Frequently asked questions
- Who is Cell and Gene Therapy Catapult Programmes really for?
- It works best for organisations that already meet the eligibility test on paper and have the operational maturity to deliver — not for businesses hoping the application will force them to formalise.
- What are the most common reasons applications are rejected?
- Weak evidence, eligibility misses, and applications that read as business as usual rather than the specific intent of the scheme. Most rejections are avoidable with earlier preparation.
- Can early-stage startups apply?
- Sometimes — but the strongest applicants usually have at least minimum trading history, a defined plan and the team to deliver. If you are pre-revenue with no plan, expect to be too early.
- How competitive is it?
- Demand routinely outstrips supply for the high-profile UK programmes. Treat any competitive call as a serious bid that needs four to six weeks of preparation, not a weekend.

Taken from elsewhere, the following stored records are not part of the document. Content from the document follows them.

PR #332, opened 2023-02-17
setup-homebrew: handle installs without Homebrew/core tapped

Bo98:
For CI outside of Homebrew/core, I've set cloning to be gated around `HOMEBREW_NO_INSTALL_FROM_API`. Core cloning is very slow so I'm trying to avoid there where possible.

### DIFF
--- a/.github/workflows/setup-homebrew.yml
+++ b/.github/workflows/setup-homebrew.yml
@@ -71,4 +71,4 @@ jobs:
 
       - run: brew test-bot --only-setup
 
-      - run: brew test-bot --only-tap-syntax
+      - run: brew info hello
--- a/setup-homebrew/main.sh
+++ b/setup-homebrew/main.sh
@@ -130,8 +130,15 @@ echo "gems-hash=$GEMS_HASH" >> $GITHUB_OUTPUT
 
 # Setup Homebrew/(home|linux)brew-core tap
 if [[ "$GITHUB_REPOSITORY" =~ ^.+/(home|linux)brew-core$ ]]; then
-    cd "$HOMEBREW_CORE_REPOSITORY"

- What should I prepare before I apply?
- A short written summary of what you are doing and why it qualifies, your latest accounts or forecasts, and any partner or evidence the scheme expects. Get adviser sign-off before submission.
- What happens after a successful application?
- Expect monitoring, reporting and milestone evidence. Plan the reporting cadence and internal owner before the funding lands, not afterwards.
Usually too early when
Advisor signal
You have no defined technical question, no commercial route to market, or no internal capacity to engage on a weekly cadence.
Eligibility
UK developers of cell, gene and advanced therapy products, and supply-chain innovators in the sector.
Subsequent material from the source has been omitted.